**To do**
What is needed is a copy of each line in the listing below that contains "ConnectionType".

*** Data for review

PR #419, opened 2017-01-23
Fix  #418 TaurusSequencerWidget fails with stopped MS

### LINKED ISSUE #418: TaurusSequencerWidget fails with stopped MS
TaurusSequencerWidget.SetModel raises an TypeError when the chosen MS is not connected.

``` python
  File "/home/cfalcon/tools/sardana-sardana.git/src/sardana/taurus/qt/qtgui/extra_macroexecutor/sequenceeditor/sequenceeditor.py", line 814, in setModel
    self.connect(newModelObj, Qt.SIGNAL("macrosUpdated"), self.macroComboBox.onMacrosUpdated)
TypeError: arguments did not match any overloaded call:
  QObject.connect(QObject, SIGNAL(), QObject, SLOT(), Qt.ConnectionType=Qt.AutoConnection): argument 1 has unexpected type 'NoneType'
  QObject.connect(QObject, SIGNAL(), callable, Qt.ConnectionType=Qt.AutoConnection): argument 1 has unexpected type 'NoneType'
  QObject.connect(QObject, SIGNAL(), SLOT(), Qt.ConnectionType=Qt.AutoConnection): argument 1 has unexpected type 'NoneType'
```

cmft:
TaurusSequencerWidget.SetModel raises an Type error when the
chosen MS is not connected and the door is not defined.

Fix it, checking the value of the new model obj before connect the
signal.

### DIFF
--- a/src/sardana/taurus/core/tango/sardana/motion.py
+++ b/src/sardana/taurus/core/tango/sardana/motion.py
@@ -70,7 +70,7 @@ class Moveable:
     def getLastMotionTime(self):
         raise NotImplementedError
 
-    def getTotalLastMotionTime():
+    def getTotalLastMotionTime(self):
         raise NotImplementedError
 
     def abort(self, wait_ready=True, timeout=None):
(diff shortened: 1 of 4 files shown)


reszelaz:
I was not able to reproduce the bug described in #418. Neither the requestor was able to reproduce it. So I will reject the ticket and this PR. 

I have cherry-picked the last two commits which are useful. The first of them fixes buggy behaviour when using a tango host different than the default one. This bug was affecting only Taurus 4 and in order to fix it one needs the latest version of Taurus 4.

******
*** Data for review

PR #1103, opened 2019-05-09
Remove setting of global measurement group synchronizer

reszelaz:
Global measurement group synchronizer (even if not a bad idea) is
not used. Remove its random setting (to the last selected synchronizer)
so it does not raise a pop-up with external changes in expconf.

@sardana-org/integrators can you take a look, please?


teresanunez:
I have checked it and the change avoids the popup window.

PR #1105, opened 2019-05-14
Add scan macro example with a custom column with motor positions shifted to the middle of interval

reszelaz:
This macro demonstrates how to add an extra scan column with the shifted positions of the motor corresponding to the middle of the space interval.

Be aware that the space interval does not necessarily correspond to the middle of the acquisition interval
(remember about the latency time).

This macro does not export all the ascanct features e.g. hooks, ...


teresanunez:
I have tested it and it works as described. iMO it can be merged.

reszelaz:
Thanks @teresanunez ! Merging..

******

**Solution to this exercise**
  QObject.connect(QObject, SIGNAL(), QObject, SLOT(), Qt.ConnectionType=Qt.AutoConnection): argument 1 has unexpected type 'NoneType'
  QObject.connect(QObject, SIGNAL(), callable, Qt.ConnectionType=Qt.AutoConnection): argument 1 has unexpected type 'NoneType'
  QObject.connect(QObject, SIGNAL(), SLOT(), Qt.ConnectionType=Qt.AutoConnection): argument 1 has unexpected type 'NoneType'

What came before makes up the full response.